YOUR INSTRUCTIONS: Even if a line seems odd, print it as it is, and include every record.

Stored items:
━━━━

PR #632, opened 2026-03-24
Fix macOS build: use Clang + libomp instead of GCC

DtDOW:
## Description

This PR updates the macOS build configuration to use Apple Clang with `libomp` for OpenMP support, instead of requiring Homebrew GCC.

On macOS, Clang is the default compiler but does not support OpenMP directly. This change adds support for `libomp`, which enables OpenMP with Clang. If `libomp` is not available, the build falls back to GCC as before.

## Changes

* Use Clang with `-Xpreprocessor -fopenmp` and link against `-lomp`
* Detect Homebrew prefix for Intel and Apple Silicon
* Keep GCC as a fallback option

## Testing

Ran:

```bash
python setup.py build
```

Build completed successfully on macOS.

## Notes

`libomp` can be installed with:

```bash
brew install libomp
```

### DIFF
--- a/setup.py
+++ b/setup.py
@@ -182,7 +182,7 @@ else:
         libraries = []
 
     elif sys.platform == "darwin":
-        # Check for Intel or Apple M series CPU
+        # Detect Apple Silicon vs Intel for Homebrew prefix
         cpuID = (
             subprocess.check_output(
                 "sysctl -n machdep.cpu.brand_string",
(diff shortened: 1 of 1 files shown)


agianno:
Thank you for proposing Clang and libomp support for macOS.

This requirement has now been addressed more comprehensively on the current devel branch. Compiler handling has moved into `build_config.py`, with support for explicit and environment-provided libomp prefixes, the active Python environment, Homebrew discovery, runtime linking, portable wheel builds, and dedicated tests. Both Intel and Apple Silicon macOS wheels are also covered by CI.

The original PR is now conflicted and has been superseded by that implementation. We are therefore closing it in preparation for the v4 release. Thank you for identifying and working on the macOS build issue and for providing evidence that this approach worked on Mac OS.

━━━━

SOLUTION FOR THIS EXERCISE:
PR #632, opened 2026-03-24
Fix macOS build: use Clang + libomp instead of GCC

DtDOW:
## Description

This PR updates the macOS build configuration to use Apple Clang with `libomp` for OpenMP support, instead of requiring Homebrew GCC.

On macOS, Clang is the default compiler but does not support OpenMP directly. This change adds support for `libomp`, which enables OpenMP with Clang. If `libomp` is not available, the build falls back to GCC as before.

## Changes

* Use Clang with `-Xpreprocessor -fopenmp` and link against `-lomp`
* Detect Homebrew prefix for Intel and Apple Silicon
* Keep GCC as a fallback option

## Testing

Ran:

```bash
python setup.py build
```

Build completed successfully on macOS.

## Notes

`libomp` can be installed with:

```bash
brew install libomp
```

### DIFF
--- a/setup.py
+++ b/setup.py
@@ -182,7 +182,7 @@ else:
         libraries = []
 
     elif sys.platform == "darwin":
-        # Check for Intel or Apple M series CPU
+        # Detect Apple Silicon vs Intel for Homebrew prefix
         cpuID = (
             subprocess.check_output(
                 "sysctl -n machdep.cpu.brand_string",
(diff shortened: 1 of 1 files shown)


agianno:
Thank you for proposing Clang and libomp support for macOS.

This requirement has now been addressed more comprehensively on the current devel branch. Compiler handling has moved into `build_config.py`, with support for explicit and environment-provided libomp prefixes, the active Python environment, Homebrew discovery, runtime linking, portable wheel builds, and dedicated tests. Both Intel and Apple Silicon macOS wheels are also covered by CI.

The original PR is now conflicted and has been superseded by that implementation. We are therefore closing it in preparation for the v4 release. Thank you for identifying and working on the macOS build issue and for providing evidence that this approach worked on Mac OS.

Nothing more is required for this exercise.